The OSI Model

Open System Interconnect (OSI) Model

The Open Systems Interconnection (OSI) model is a product of the Open Systems Interconnection effort at the International Organization for Standardization. In 1984, the international Organization for Standardization (ISO) defined a standard, or set of rules, for manufacturers of networking components that would allow these networking components to communicate in dissimilar environments. This standard is known as the Open System Interconnect (OSI) model is a model made up of seven layers.
Each layer of the OSI model is responsible for a specific function or task within the stage of network communication.
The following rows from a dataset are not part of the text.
PR #1605, opened 2023-04-09
Update volume example to use web audio API

### LINKED ISSUE #1509: Code sample using depreciated createScriptProcessor function
- [x] I have provided steps to reproduce
- [x] I have provided browser name and version
- [x] I have provided a link to the sample here or a modified version thereof

## Browser affected

Internet Explorer (all versions)

## Description

The [Audio Stream Volume](https://github.com/webrtc/samples/blob/gh-pages/src/content/getusermedia/volume/js/soundmeter.js) sample uses the depreciated `BaseAudioContext.createScriptProcessor()` instead of `AudioWorkletNode`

    The seven layer of the OSI model, from highest to lowest are:

           LAYERS    FUNCTIONS
                
                 7 Application       Files, Print message, data base, and Application services
                
                 6 Presentation      Data encryption, decryption, compression, decompression
                                        
                 5 Session              Interhost communication, managing sessions between applications   
                 
                 4 Transport          End-to-end connections, reliability and flow control
                
                 3 Network            Path determination and logical addressing
                
                 2 Data link           Physical addressing
                
                 1 Physical            Media, signal and binary transmission

LAYER 1: Physical Layer - The physical layer does two things, it sends bits and receives bits,  The physical layer defines electrical and physical specifications for devices. In particular, it defines the relationship between a device and a transmission medium, such as a copper or fiber optical cable. This includes the layout of pins, voltages, cable specifications, hubs, repeaters, network adapters, host bus adapters (HBA used in storage area networks) and more.
The major functions and services performed by the physical layer are:
  • Establishment and termination of a connection to a communications medium.
  • Participation in the process whereby the communication resources are effectively shared among multiple users. For example, contention resolution and flow control.
  • Modulation or conversion between the representation of digital data in user equipment and the corresponding signals transmitted over a communications channel. These are signals operating over the physical cabling (such as copper and optical fiber) or over a radio link.





 LAYER 2: Data Link -  The Data link layer provides the physical transmission of the data and handles error notification, network topology, and flow control. This means that the data link layer will ensure that messages are delivered to the proper device on LAN using hardware addresses (MAC address) and will translate messages from the network layer into bits for the physical layer to translate.
          The data link layer formats the message into pieces, each called a data frame, and a customized header containing the hardware destination and source address.

LAYER 3 : Network Layer -  The network layer is responsible for managing logical addressing (IP addressing) information in the packets and the delivery, or routing, of those packets by using information stored in a routing table.
           The network layer is responsible for working with logical addresses. The logical addresses are address types that are used to uniquely identify a system on the network. But at the same time identify the network that system resides on. The protocol that operate at network layer is TCP/IP protocol.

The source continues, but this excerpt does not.